BEGIN The data

PR #1183, opened 2021-05-15
kpatch-build: enable option -R|--replace to build replace klp

liu-song-6:
Since 5.1 kernel, klp_patch supports a "replace" option, which does atomic
replace of cumulative patches. Enable building such patch with an option.

### DIFF
--- a/doc/patch-author-guide.md
+++ b/doc/patch-author-guide.md
@@ -39,6 +39,13 @@ recommended that when patching a system which has already been patched, the
 second patch should be a cumulative upgrade which is a superset of the first
 patch.
 
+Since upstream kernel 5.1, livepatch supports a "replace" flag to help the
+management of cumulative patches. With the flag set, the kernel will load
+the cumulative patch and unload all existing patches in one transition.
+kpatch-build enables the replace flag by default. If replace behavior is
+not desired, the user can disable it with -R|--non-replace.
+
+
 Data structure changes
 ----------------------
 
--- a/kmod/patch/livepatch-patch-hook.c
+++ b/kmod/patch/livepatch-patch-hook.c
@@ -74,6 +74,18 @@
 # define HAVE_SIMPLE_ENABLE
 #endif
 
+#ifdef RHEL_RELEASE_CODE
+# if RHEL_RELEASE_CODE >= RHEL_RELEASE_VERSION(8, 2)
+#  define HAVE_KLP_REPLACE
+# endif
+#elif LINUX_VERSION_CODE >= KERNEL_VERSION(5, 1, 0)
+# define HAVE_KLP_REPLACE
+#endif
+
+#ifndef KLP_REPLACE_ENABLE
+#define KLP_REPLACE_ENABLE true
+#endif
+
 /*
  * There are quite a few similar structures at play in this file:
  * - livepatch.h structs prefixed with klp_*
@@ -385,6 +397,9 @@ static int __init patch_init(void)
 		goto out;
 	lpatch->mod = THIS_MODULE;
 	lpatch->objs = lobjects;
+#ifdef HAVE_KLP_REPLACE
+	lpatch->replace = KLP_REPLACE_ENABLE;
+#endif
 #if defined(__powerpc64__) && defined(HAVE_IMMEDIATE)
 	lpatch->immediate = true;
 #endif
--- a/kpatch-build/kpatch-build
+++ b/kpatch-build/kpatch-build
@@ -55,6 +55,7 @@ DEBUG_KCFLAGS=""
 declare -a PATCH_LIST
 APPLIED_PATCHES=0
 OOT_MODULE=
+KLP_REPLACE=1
 
 warn() {
 	echo "ERROR: $1" >&2
@@ -215,6 +216,15 @@ use_klp_arch()
 		! rhel_kernel_version_gte 4.18.0-284.el8
 	else
 		! kernel_version_gte 5.8.0
+	fi
+}
+
+support_klp_replace()
+{
+	if kernel_is_rhel; then
+		rhel_kernel_version_gte 4.18.0-193.el8
+	else
+		kernel_version_gte 5.1.0
 	fi
 }
 
@@ -514,12 +524,13 @@ usage() {
 	echo "		                        (can be specified multiple times)" >&2
 	echo "		-e, --oot-module        Enable patching out-of-tree module," >&2
 	echo "		                        specify current version of module" >&2
+	echo "		-R, --non-replace       Disable replace patch (replace is on by default)" >&2
 	echo "		--skip-cleanup          Skip post-build cleanup" >&2
 	echo "		--skip-compiler-check   Skip compiler version matching check" >&2
 	echo "		                        (not recommended)" >&2
 }
 
-options="$(getopt -o ha:r:s:c:v:j:t:n:o:de: -l "help,archversion:,sourcerpm:,sourcedir:,config:,vmlinux:,jobs:,target:,name:,output:,oot-module:,debug,skip-gcc-check,skip-compiler-check,skip-cleanup" -- "$@")" || die "getopt failed"
+options="$(getopt -o ha:r:s:c:v:j:t:n:o:de:R -l "help,archversion:,sourcerpm:,sourcedir:,config:,vmlinux:,jobs:,target:,name:,output:,oot-module:,debug,skip-gcc-check,skip-compiler-check,skip-cleanup,non-replace" -- "$@")" || die "getopt failed"
 
 eval set -- "$options"
 
@@ -581,6 +592,9 @@ while [[ $# -gt 0 ]]; do
 		[[ ! -f "$2" ]] && die "out-of-tree module '$2' not found"
 		OOT_MODULE="$(readlink -f "$2")"
 		shift
+		;;
+	-R|--non-replace)
+		KLP_REPLACE=0
 		;;
 	--skip-cleanup)
 		echo "Skipping cleanup"
@@ -821,6 +835,12 @@ if grep -q "CONFIG_LIVEPATCH=y" "$CONFIGFILE" && (kernel_is_rhel || kernel_versi
 		KPATCH_LDFLAGS="--unique=.parainstructions --unique=.altinstructions"
 		CDO_FLAGS="--klp-arch"
 	fi
+
+	if [[  "$KLP_REPLACE" -eq 1 ]] ; then
+		support_klp_replace || die "The kernel doesn't support klp replace"
+	else
+		export KBUILD_CFLAGS_MODULE="$KBUILD_CFLAGS_MODULE -DKLP_REPLACE_ENABLE=false"
+	fi
 else
 	# No support for livepatch in the kernel. Kpatch core module is needed.
 
@@ -828,6 +848,9 @@ else
 	# sections.  Use with caution!
 	echo "WARNING: Use of kpatch core module (kpatch.ko) is deprecated!  There may be bugs!" >&2
 
+	if [[ "$KLP_REPLACE" -eq 1 ]] ; then
+		die "kpatch core module (kpatch.ko) does not support replace, please add -R|--non-replace"
+	fi
 	find_core_symvers || die "unable to find Module.symvers for kpatch core module"
 	KBUILD_EXTRA_SYMBOLS="$SYMVERSFILE"
 fi
--- a/test/integration/kpatch-test
+++ b/test/integration/kpatch-test
@@ -50,6 +50,7 @@ ERROR=0
 LOG=test.log
 DYNDEBUG_CONTROL=/sys/kernel/debug/dynamic_debug/control
 DYNDEBUG_ENABLED=1
+ARCHVERSION="$(uname -r)"
 rm -f ./*.log
 
 PATCHDIR="${PATCHDIR:-$PWD}"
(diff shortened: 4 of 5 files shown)


kmod/patch/livepatch-patch-hook.c
```diff
@@ -74,6 +74,11 @@
 # define HAVE_SIMPLE_ENABLE
 #endif
 
+/* TODO: check RHEL_RELEASE_CODE for KLP_REPLACE*/
```
joe-lawrence, line 77: Atomic replace was backported to rhel-8's kernel-4.18.0-147.3.el8.  It was never backported to rhel-7.

kpatch-build/kpatch-build
```diff
@@ -884,6 +907,10 @@ remove_patches
 
 cp -LR "$DATADIR/patch" "$TEMPDIR" || die
 
+if [[ "$KLP_REPLACE" -eq 1 ]] ; then
+   sed -i 's/lpatch->replace = false/lpatch->replace = true/g' "$TEMPDIR/patch/livepatch-patch-hook.c"
+fi
+
```
joe-lawrence, line 913: I don't know how I feel about this approach -- in a way, atomic replace and other features that directly affect the `klp_patch` object are more than just build options, they may change the way the kpatch is coded.  I wonder if we should try to move this in the kpatch itself somehow?  This might be too difficult to implement (how to check that said feature is supported, etc.) but I ask in case others have any good ideas.

kmod/patch/livepatch-patch-hook.c
liu-song-6: I think we can do `rhel_kernel_version_gte 4.18.0-147.el8` in kpatch-build. But I am not sure how to check it here. Is `RHEL_RELEASE_CODE >= RHEL_RELEASE_VERSION(8, 0)` sufficient?

kpatch-build/kpatch-build
liu-song-6: With current klp_patch->replace design, which unloads **all** loaded patch with the new patch, I think the decision to use replace or not is done at kpatch-build time. Therefore, we don't need much flexibility in kpatch. (I may have missed some meaningful scenarios, though. )

kmod/patch/livepatch-patch-hook.c
joe-lawrence: For the .c code, we can use `RHEL_RELEASE_CODE(8, 2)` since atomic replace support was only added in 8.2 GA kernels onward.

For the `kpatch-build` code, we could have used `rhel_kernel_version_gte 4.18.0-147.3.el8` (the trailing `.3` would have been important), but if the kmod code can only check RHEL release numbers, then let's match these two checks.  So then it would be `rhel_kernel_version_gte 4.18.0-193`  as -193 was the 8.2 GA kernel.

kpatch-build/kpatch-build
joe-lawrence: Right, the question I have is whether `--replace` might tempt somebody to use the same input patch without the flag.  If `klp_patch->replace` behavior is encoded in the kpatch itself, then the kpatch author be responsible for doing so.   That is to say, the patch author wrote it in the style for atomic replace and expects it to be built that way.

joe-lawrence: Song - for your kpatch infrastructure, would you be intending to build _all_ kpatches with atomic replace?  I ask, as maybe another way to look at this is to default all kpatches as `klp->replace` where available.  Just curious what your use case is.

liu-song-6: In our use cases, I would like to build all kpatches with atomic replace. Each host will have at most one kpatch load at anytime. I think this would give fewer confusions.

liu-song-6:
@joe-lawrence How does this version look to you? Do we need more work (in kpatch?) to move forward here? Thanks!

jpoimboe:
Since cumulative updates are the recommended and standard practice, I'd vote to make `klp->replace = true` the default.  The only problem is that this breaks backwards compatibility, so we should be sure to at least bump the minor version for the next release.  Or maybe it's time for 1.0!

Also, instead of the in-place 'sed' of the .c file, how about putting the default boolean value in a macro:
  ```
#ifndef KLP_REPLACE_ENABLE
#define KLP_REPLACE_ENABLE true
#endif
```
Then kpatch-build can change the default if needed by passing the -D option to gcc.

Also, I think some update to the patch author guide document is needed, with respect to callbacks.  There's a subtle difference between replace and non-replace.  With replace, a cumulative update will call the prior patches' pre-unpatch callback which could have an unintended effect if the patch author isn't careful.  Maybe we should consider adding a new pre-replace callback.

**Comment by liu-song-6** [comment]
> Since cumulative updates are the recommended and standard practice, I'd vote to make `klp->replace = true` the default. The only problem is that this breaks backwards compatibility, so we should be sure to at least bump the minor version for the next release. Or maybe it's time for 1.0!

If we use replace as default, shall we add -N|--non-replace? Any better name for this option? Personally, I still think non-replace should be the default (considering the pre-unpatch pre-replace issue). 

> 
> Also, instead of the in-place 'sed' of the .c file, how about putting the default boolean value in a macro:
> 
> ```
> #ifndef KLP_REPLACE_ENABLE
> #define KLP_REPLACE_ENABLE true
> #endif
> ```

Yes, this is better. Let me fix it. 

> 
> Then kpatch-build can change the default if needed by passing the -D option to gcc.
> 
> Also, I think some update to the patch author guide document is needed, with respect to callbacks. There's a subtle difference between replace and non-replace. With replace, a cumulative update will call the prior patch's pre-unpatch callback which could have an unintended effect if the patch author isn't careful. Maybe we should consider adding a new pre-replace callback.

Let me also take a look at documentation and pre-replace. Thanks!

**Comment by joe-lawrence** [comment]
> Since cumulative updates are the recommended and standard practice, I'd vote to make `klp->replace = true` the default. The only problem is that this breaks backwards compatibility, so we should be sure to at least bump the minor version for the next release. Or maybe it's time for 1.0!

Version 1.0 sounds good to me :partying_face:   Unless you want to reserve that for eventual kpatch.ko support removal.

> 
> Also, instead of the in-place 'sed' of the .c file, how about putting the default boolean value in a macro:
> 
> ```
> #ifndef KLP_REPLACE_ENABLE
> #define KLP_REPLACE_ENABLE true
> #endif
> ```
> 
> Then kpatch-build can change the default if needed by passing the -D option to gcc.
> 

Agreed.  A ` -N|--non-replace` option works for me.  If we decide to default to using atomic replace, we should call that out loudly in the release notes.  

> Also, I think some update to the patch author guide document is needed, with respect to callbacks. There's a subtle difference between replace and non-replace. With replace, a cumulative update will call the prior patch's pre-unpatch callback which could have an unintended effect if the patch author isn't careful. Maybe we should consider adding a new pre-replace callback.

Yeah, it could definitely use an update here.  The kernel docs on [cumulative-patches](https://git.kernel.org/pub/scm/linux/kernel/git/torvalds/linux.git/tree/Documentation/livepatch/cumulative-patches.rst#n61) provide a good summary of callback behavior under atomic replace.  I think the major difference is that that only the new cumulative callbacks will ever be called.  See the atomic replace test in the [test-callbacks](https://git.kernel.org/pub/scm/linux/kernel/git/torvalds/linux.git/tree/tools/testing/selftests/livepatch/test-callbacks.sh#n504) selftest for example.  So I'm not sure if a pre-replace callback is needed, unless we wanted to introduce a change in this behavior upstream (no old callbacks run, except this special one).  I think the new cumulative patch's pre-patch callback should fit most use cases, or am I missing something?

**Comment by jpoimboe** [comment]
> > Since cumulative updates are the recommended and standard practice, I'd vote to make `klp->replace = true` the default. The only problem is that this breaks backwards compatibility, so we should be sure to at least bump the minor version for the next release. Or maybe it's time for 1.0!
> 
> Version 1.0 sounds good to me partying_face Unless you want to reserve that for eventual kpatch.ko support removal.

kpatch.ko is already deprecated and, IIRC, broken with new kernels anyway, so its eventual removal may be a non-event.

> Agreed. A ` -N|--non-replace` option works for me. If we decide to default to using atomic replace, we should call that out loudly in the release notes.

Sounds good to me.  Another possibility would be a positively-worded option (`-i|--incremental`?) but either way works for me.

> 
> > Also, I think some update to the patch author guide document is needed, with respect to callbacks. There's a subtle difference between replace and non-replace. With replace, a cumulative update will call the prior patch's pre-unpatch callback which could have an unintended effect if the patch author isn't careful. Maybe we should consider adding a new pre-replace callback.
> 
> Yeah, it could definitely use an update here. The kernel docs on [cumulative-patches](https://git.kernel.org/pub/scm/linux/kernel/git/torvalds/linux.git/tree/Documentation/livepatch/cumulative-patches.rst#n61) provide a good summary of callback behavior under atomic replace. I think the major difference is that that only the new cumulative callbacks will ever be called. See the atomic replace test in the [test-callbacks](https://git.kernel.org/pub/scm/linux/kernel/git/torvalds/linux.git/tree/tools/testing/selftests/livepatch/test-callbacks.sh#n504) selftest for example. So I'm not sure if a pre-replace callback is needed, unless we wanted to introduce a change in this behavior upstream (no old callbacks run, except this special one). I think the new cumulative patch's pre-patch callback should fit most use cases, or am I missing something?

I guess I was wrong in thinking that the previous patch's pre-unpatch callback gets called.  So forget my pre-replace callback idea.

**Comment by liu-song-6** [comment]
I updated the PR with
-   -N|--replace option
-   use -DKLP_REPLACE_ENABLE instead of sed
-   a brief introduction of the option in patch-author-guide.md

Please let me know your thoughts on this. Thanks!

**Comment by liu-song-6** [comment]
@joe-lawrence @jpoimboe Could you please share your feedbacks on this version? Thanks!

**Review by jpoimboe — COMMENTED** [review]
Thinking about it again, the '-N' bothers me, since it stands for "non" it can mean disabling anything.  Can we change to '-R'?

I'd prefer not to print the "Disabling replace for KLP" message as we try to keep the kpatch-build output down to a bare minimum.

Otherwise it's looking good to me.

File: kpatch-build/kpatch-build [hunk 3]
```diff
@@ -821,13 +835,22 @@ if grep -q "CONFIG_LIVEPATCH=y" "$CONFIGFILE" && (kernel_is_rhel || kernel_versi
...
+	fi
 else
 	# No support for livepatch in the kernel. Kpatch core module is needed.
 
 	# There may be ordering bugs, with jump labels and other special
 	# sections.  Use with caution!
 	echo "WARNING: Use of kpatch core module (kpatch.ko) is deprecated!  There may be bugs!" >&2
 
+	if [[ "$KLP_REPLACE" -eq 1 ]] ; then
+		die "kpatch core module (kpatch.ko) does not support replace, please add -N|--non-replace"
```
jpoimboe, line 852: "-N" -> "-R"

jpoimboe (approved):

joe-lawrence:
Sorry on getting back to this one @liu-song-6 , swamped with work items at the moment.  I just want to pop in to say that changing default kpatch-build to atomic replace breaks the integration tests when they run for all the older (unsupported) kernels.

We could 1) only use atomic replace default if the target kernel supports it.  I think that would be confusing.  or 2 ) copy that `support_klp_replace()` kernel version check into the `kpatch-test` script so that the integration tests build with `-R` for all those older kernels.  This _should_ work since I don't believe any of our integration test patches are sensitive to atomic replace semantics.

Also, a really small nit:  I think your editor automatically clears any trailing whitespace from the files that were edited.  Not a big deal, but the diff stat would be cleaner without all those edits.

kpatch-build/kpatch-build
```diff
@@ -514,12 +524,13 @@ usage() {
 	echo "		                        (can be specified multiple times)" >&2
 	echo "		-e, --oot-module        Enable patching out-of-tree module," >&2
 	echo "		                        specify current version of module" >&2
+	echo "		-R, --non-replace       Disable replace patch (replace is on by default)" >&2
```
joe-lawrence, line 527: This needs a similar update to `man/kpatch-build.1`

joe-lawrence (commented):
@liu-song-6 : looks mostly good, I think updating the manpage and the integration test script should be all that's left

doc/patch-author-guide.md
```diff
@@ -231,7 +238,7 @@ index 9bff3b28c357..18374fd35bd9 100644
 @@ -1751,6 +1751,8 @@ struct task_struct *fork_idle(int cpu)
  	return task;
  }
- 
+
```
joe-lawrence, line 241: These whitespace changes are still scattered throughout the PR.  Is there a way to omit them so they don't add unrelated changes?

test/integration/kpatch-test
```diff
@@ -308,13 +310,30 @@ new_dmesg() {
...
 fi
 
+if [[ "${ID}" == "rhel" ]]; then
+	if [[ "${VERSION_ID%%.*}" == "9" || ( "${VERSION_ID%%.*}" == "8" && "${VERSION_ID##*.}" -ge "2" ) ]]; then
+		SUPPORT_KLP_REPLACE=1
+	fi
+elif kernel_version_gte 5.1.0 ; then
+	SUPPORT_KLP_REPLACE=1
+fi
+
```
joe-lawrence, line 331: Was there a reason not to copy kpatch-build's `support_klp_replace()` and associated functions?  If it's only a few more net LOC, but if it matches exactly, hopefully it will be easier to keep synchronized when any updates are needed.

doc/patch-author-guide.md
liu-song-6: It requires some manual work. But yeah, I can get rid of them.

test/integration/kpatch-test
liu-song-6: Will fix.

joe-lawrence:
Looks good, @liu-song-6 , thanks for working on this one!

joe-lawrence (approved):

sm00th (approved):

END The data

> Task objective:
Please go over the data above and copy each line with "failed" in it.

> Reply:
-options="$(getopt -o ha:r:s:c:v:j:t:n:o:de: -l "help,archversion:,sourcerpm:,sourcedir:,config:,vmlinux:,jobs:,target:,name:,output:,oot-module:,debug,skip-gcc-check,skip-compiler-check,skip-cleanup" -- "$@")" || die "getopt failed"
+options="$(getopt -o ha:r:s:c:v:j:t:n:o:de:R -l "help,archversion:,sourcerpm:,sourcedir:,config:,vmlinux:,jobs:,target:,name:,output:,oot-module:,debug,skip-gcc-check,skip-compiler-check,skip-cleanup,non-replace" -- "$@")" || die "getopt failed"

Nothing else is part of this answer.